• [Stored data]
----
PR #164, opened 2023-02-08
Mbowerman sizing results rename

m-d-bowerman:
- Renames the results for sample size calc to make explicit that sizes are per branch of a study.
- Fixes joins for creating targets to use INNER rather than LEFT joins.

### DIFF
--- a/src/mozanalysis/frequentist_stats/sample_size.py
+++ b/src/mozanalysis/frequentist_stats/sample_size.py
@@ -2,16 +2,15 @@
 # License, v. 2.0. If a copy of the MPL was not distributed with this
 # file, You can obtain one at http://mozilla.org/MPL/2.0/.
 
-import attr
-from typing import List, Union, Dict, Callable, Optional
-from datetime import datetime, timedelta
+from typing import List, Union, Dict, Optional
+from datetime import datetime
 
 from mozanalysis.bq import BigQueryContext
 from mozanalysis.experiment import TimeSeriesResult
 from mozanalysis.metrics import Metric
 from mozanalysis.segments import Segment
 from mozanalysis.sizing import HistoricalTarget
-from mozanalysis.utils import add_days, get_time_intervals
+from mozanalysis.utils import get_time_intervals
 
 from scipy.stats import norm
 from math import pi
--- a/src/mozanalysis/frequentist_stats/sample_size.py
+++ b/src/mozanalysis/frequentist_stats/sample_size.py
@@ -142,7 +142,7 @@ def difference_of_proportions_sample_size_calc(
         results[col] = {
             "sample_size_per_branch": sample_size,
             "population_percent_per_branch": pop_percent,
-            "population_size": len(df),
+            "number_of_clients_targeted": len(df),
         }
     return results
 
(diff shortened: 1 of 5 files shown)


src/mozanalysis/frequentist_stats/sample_size.py
```diff
@@ -391,7 +398,86 @@ def _get_sample_size_col(col):
...
+        num_dates_enrollment=max_enrollment_days,
+        experiment_name=experiment_name,
+        app_id=app_id,
+    )
+
+    df = ht.get_single_window_data(
+        bq_context=bq_context, metric_list=metric_list, target_list=target_list
+    )
+
+    def _get_time_intervals(start_date: Union[str, datetime], interval: int):
```
danielkberry, line 437: I'm a fan of defining functions at the top level (i.e., not nested within other functions) because that way they can be independently unit tested. Especially for a simple function like this that doesn't need any extra state.

danielkberry: Also, can we add type hinting for the return type? From reading the code I see it's returning a `Dict[int, datetime]`, but that would be nice in the signature. Also maybe a doc string about what it means? What does the int key mean here?

src/mozanalysis/frequentist_stats/sample_size.py
```diff
@@ -391,7 +398,86 @@ def _get_sample_size_col(col):
...
+            }
+
+        return final_res
+
+    results_dict = {}
+    for m in metric_list:
+        results_dict[m.name] = []
+
+    for i in range(len(date_intervals)):
+        res = _for_interval_sample_size_calculation(i)
```
danielkberry, line 475: If I were writing this, I'd change the function signature from an `int` (which represents an index into an external map of date intervals), to the date interval itself. Like:

```python
for date_interval in date_intervals:
    res = _for_interval_sample_size_calculation(date_interval)
```

Because then above you don't need need to index into the date_intervals dict at all, which limits the sharing of state between this function and the outer scope.

danielkberry: Actually, upon further reading, it doesn't seem like we really need to key for the date_intervals dict, so what if instead we went with an array of end dates. So `_get_time_intervals` could be renamed as `_get_end_dates` and return a `List[date]`, this loop could be rewritten as:
```python
end_dates = _get_end_dates(start_date, variable_window_length)

for end_date in end_dates:
    res = _for_interval_sample_size_calculation(end_date)

```

danielkberry (commented):
Overall, I think the expanding intervals functionality is a much needed one. I added a few comments, but the gist is: I think there's a bit of unnecessary complexity in keeping a dict of end dates (which are being called time intervals). I don't think we need to use a dict and we might be able to simplify and increase readability if instead we used a list of end dates. 

Before I approve/reject, is my reading of the code correct in that we're primarily dealing with end dates and not arbitrary intervals?

src/mozanalysis/frequentist_stats/sample_size.py
m-d-bowerman: Ah, agreed. The dictionary with end dates is an artifact of a previous way I was doing this, where the intervals do matter. I'll change it to a list and disregard the keys.

src/mozanalysis/frequentist_stats/sample_size.py
m-d-bowerman: Yeah, that makes sense. I'll move this function into util.py and add type hinting for the return.

danielkberry (approved):

PR #169, opened 2023-02-16
Prefilter Data Sources using experiment annotation where available

danielkberry:


danielkberry:
This builds off of the ideas that @scholtzan came up with for the `abouthome-startup-cache` experiment, namely: we can pre-filter data sources that have experiment annotations down to only data from the appropriate experiment, thus reducing the amount of work necessary when joining data sources together.

scholtzan (approved):

danielkberry:
@scholtzan What's the procedure from here? Can I just merge this or should we test it somehow?

scholtzan:
In an ideal world we'd add a test for this in https://github.com/mozilla/mozanalysis/blob/main/tests/test_metrics.py
But in this reality, we've usually been neglecting tests a bit. So merging as is is probably fine

PR #175, opened 2023-03-27
Remove parens in metric query

scholtzan:
This was causing `Syntax error: Expected keyword JOIN but got ")"`


danielkberry (approved):
Ahh, good catch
----
• [Description of the task]
Copy out every line of the data in which the word "Optional" is found.

• [Answer area]
-from typing import List, Union, Dict, Callable, Optional
+from typing import List, Union, Dict, Optional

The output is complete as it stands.